I think the way the space kind of contracts and expands kind of helps guide you through  it a little bit as well, that kind of keeps the momentum and keeps you moving forward  and then it’s kind of like the prize at the end, you know. You walk through and  then there’s like the big picture window at the end with the view of the surf. As an interior designer, I spend a lot of time designing other people’s houses,  which is awesome because you get to kind of help them create a space that they want  to be in that’s specifically for them, but this obviously being my own home was quite different.

Generally there is like a level of  conservativeness in New Zealand and in New Zealand interiors so I kind of use my own projects as an  opportunity to really see what happens when you do something a little bit differently. The colour of the walls in the darkness kind of dulls your senses a little bit so it kind  of feels like you walk into like a comfy cave rather than a bright white stark environment,  which is kind of a little bit jarring. It’s a bit of a contradiction I think;  it’s challenging on the outside but I think it’s enveloping and calming on the inside. We really wanted to look at this idea of changing light through the space so there  wasn’t always just about this one point, there was also these other slits of light  that came in both horizontally down the site and also vertically through the roof. When we originally did the plan for the site,  it was really evident pretty quickly that we needed to look at this idea of a split level,  but we wanted to find opportunities within that that could create spaces so that split level  allows for other spaces to be hung within it; connected but slightly disconnected.

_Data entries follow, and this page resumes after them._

PR #858, opened 2020-02-19
block: Use word boundary regex to match bot usernames

Amorymeltzer:
Requiring the username to end in 'bot' means we miss out on some major ones (e.g. AnomieBot III, ClueBot NG), but checking for a word boundary should improve things without much collateral (e.g. NinjaRobotPirate).


Amorymeltzer:
FWIW, out of 309 bot accounts, `/bot$/i` matches 261 while `/bot\b/i` match 286.  It's also more likely to match other accounts, which by definition will be off-target, but both neither has any offtarget effects on any autoconfirmed editors with edits in the past 30 days.

Issue #19, opened 2011-06-07
ARV glitches: "Failed to save edit: Edit conflict detected"


Amalthea:
From
- http://en.wikipedia.org/w/index.php?title=Wikipedia_talk:Twinkle&oldid=433020512#ARV
- http://en.wikipedia.org/w/index.php?title=Wikipedia_talk:Twinkle&oldid=433020512#Processing_AIV_request:_Failed_to_save_edit:_Edit_conflict_detected

UAA & AIV reports sometimes can't be saved due to an alleged edit conflict. It tries to save two or three times, and then gives up.
I could reproduce it once, but the problem dissolved while I was trying to debug it. It re-manifests from time to time though.

PR #860, opened 2020-02-20
xfd: reenable setPageSection for mfd and cfd

Amorymeltzer:
Disabled in c97229c due to bugs in the API returning edit conflicts; temporally, it seems related to #19, and I think 45ce088 may have been trying to fix the same thing.  I'm not sure what the error was but that was nine years ago, and testing seems fine, so I'm hoping this is okay, sort of a test for the rest.


Amorymeltzer:
Regarding section loading, see also #854

PR #862, opened 2020-02-21
xfd: Fix two bugs when RfDing soft redirects

### LINKED ISSUE #861: Failed to list a soft redirect at RFD
See the [history of Megathread](https://en.wikipedia.org/w/index.php?title=Megathread&action=history) and [the talk page](https://en.wikipedia.org/wiki/Talk:Megathread), and  [JzG's contributions for 11 Feb](https://en.wikipedia.org/w/index.php?target=JzG&namespace=all&tagfilter=&start=2020-02-11&end=2020-02-11&limit=50&title=Special%3AContributions). It seems Twinkle tried to list the discussion on a nonexistent subpage [[Wikipedia:Redirects for discussion/Log/NaN undefined NaN]] - it didn't create that page, but did add the nomination template with that link in the edit summary, and the same with the author notification. After adding a fake #REDIRECT to the page Twinkle worked as expected.

Amorymeltzer:
1. Since #741 (specifically, 3e21765), RfD was using a returned `curtimestamp` to generate the log page.  That query was only being done if the page wasn't a soft redirect, however, leading to NaN/undefined issues.  Closes #861 by falling back to the previous client clock method.
2. #527 (44c0e42) added the ability to notify a redirect's target, but returns an error if the title is invalid, such as with soft redirects via {{wi}}.  This now skips the notification in such cases.

### DIFF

An Interior Designer’s Own Home at the Top of a Volcano (House Tour)

While this house does have an element of open plan living, I think the fact that the kitchen  is on a separate level to the lounge means that you can kind of escape from people. Also the fact  that there is the mezzanine upstairs means that that’s yet another living space and the bunk room,  which is also on multiple levels means that people can kind of inhabit the same space  but they don’t have to be in each other’s pockets. One of the things about this house is that across the day it changes it’s like a chameleon you  know and that’s why we kind of call it Caspers House, because it’s kind of like kind of ghostly  in nature.

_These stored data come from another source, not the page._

PR #863, opened 2020-02-21
xfd: Avoid client clock for soft redirects

Amorymeltzer:
In doing #862, I undid the intent of #714 to avoid the client clock as much as possible for the specific case of soft redirects being nominated at RfD.  It never worked - thus #861 - but the idea is sound.  This has softredirects go through the same `curtimestamp` query and "typical" redirects, but simply skips processing of target or section.  It's not a free check anymore, but it should be incredibly infrequent and fairly quick.

Also added a note for softredirect failures from the history tab.  If run from history, the `Morebits.wiki.isPageRedirect` check for soft redirects won't work.  The module fails fine, but a note suggesting users retry from the content tab is helpful.


Amorymeltzer:
Not included in #862 since I wanted to do some extra testing/thought I'd be going to bed.

PR #875, opened 2020-03-02
arv: Combine AN3 queries, avoid errors, and handle revdel'd comments

Amorymeltzer:
1st commit: Combine the three largely identical AN3 queries, avoid errors

Don't print console errors if is provided: we shouldn't be unnecessarily spitting out console errors, either from null queries or mw.Title.  The warnings check is fine, though.

Has a more helpful API error messages, similar to #866.

2nd commit: Better text for revdel'd comments in AN3 diffs


Amorymeltzer:
I'm not sure if the `free_resolves` input needs to be dependent on a page actually loading, but it was previously so I kept it as such.

PR #876, opened 2020-03-06
block: better detect bots and turn off autoblock

siddharthvp:
Let's do #858 a bit systematically. While the hack used there is probably good enough for enwiki, not so for other language wikis.

### DIFF
--- a/modules/twinkleblock.js
+++ b/modules/twinkleblock.js
@@ -105,6 +105,7 @@ Twinkle.block.fetchUserInfo = function twinkleblockFetchUserInfo(fn) {
 		lelimit: 1,
 		bkusers: mw.config.get('wgRelevantUserName'),
 		ususers: mw.config.get('wgRelevantUserName'),
+		usprop: 'groupmemberships',
 		letitle: 'User:' + mw.config.get('wgRelevantUserName')
 	})
 		.then(function(data) {
@@ -124,6 +125,10 @@ Twinkle.block.fetchUserInfo = function twinkleblockFetchUserInfo(fn) {
 			Twinkle.block.hasBlockLog = !!data.query.logevents.length;
 			// Used later to check if block status changed while filling out the form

We wanted to create this building that had a certain amount of height, that kind of added  certain amount of scale to the front. The kind of triangulation of the roof also kind of came from,  you know, sessions around other types of forms like A-frames.

  This material that we used is kind of corrugated, so it has this kind of idea of the shed and this  kind of really simple basic New Zealand material but then it’s fibreglass and when you get up close  to it, it has this kind of beautiful netting and you know, there’s different opportunities around  exposing structure or enclosing that structure and then that whole envelope becomes the roof;  it becomes everything. You know, so you get the sort of singular element from the landscape. My favourite part of the house is the bunk room. We wanted to create something that people  could live in and love but didn’t take itself too seriously and was a cozy little respite  from sort of everyday life and I think that that is the perfect example of it.

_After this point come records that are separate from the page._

PR #877, opened 2020-03-06
tag: add and update {{notability}} parameters

QEDK:
Requested at WT:TW.
Sport -> Sports mostly to keep it in line with the other parameters.
Add a missing list parameter.
Places -> Geographic in line with the Notability guideline that is called Geographic and include places (which is a geographic feature).


QEDK:
> LGTM 👍 and like the name updates, but as long as we're adding `Lists`, might as well add `Astro`, the other missing one!

Good catch! Thought I added all of em.

PR #298, opened 2015-07-02
Logo for organization

jsopakar:


app/views/organizations/show.html.erb
```diff
@@ -1,4 +1,13 @@
-<h1><%= @organization.name %></h1>
+
+
```
jsopakar: 2 empty rows?

spec/usermanual/teachers.html.erb
```diff
@@ -93,6 +93,7 @@ require 'cgi' # for escapeHTML
     <ul>
       <li><b>Name</b> of the organization that will be seen in the app</li>
       <li><b>Description</b> about your organization, seen in this organization's page</li>
+      <li><b>Logo</b> for your organization, seen in this organization's page (you can change this and other fields above later)</li>
```
jsopakar: Was there some requirements for the logo, like minimum size? If not, good, if there is, would be good to tell them here.

Termanty: Any size is ok. Paperclip will automagic way scale picture 
to right size.

jamox: Though we don't really want to upscale the image...

Termanty: Current size of the logo is 100*100. I think most of the logos are bigger than that. Should we still restrict acceptance of images at least that 100*100 size?

jamox: At max maybe add note of the recommended size to the teachers.html.erb...

jamox:
LGTM

jsopakar:
Closed, implemented in new pr, #321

The mezzanine is kind of like, one of my favourite spaces.

You get out there and you’re  kind of sitting as high as you can in the space; sort of precarious you know, which is you know,  it probably runs back to this idea of we sit on the precarious volcano in the Coromandel perhaps. I feel very fortunate that for this particular project we worked  with teams of people that we had worked with previously because without them,  being so willing to kind of walk the path with us, we would have never ever have got here.  Building on a volcano is challenging to be sure, but of course, when you are up so high the views  you get are just so exceptional so at the end once you’ve completed it, it’s all worth it.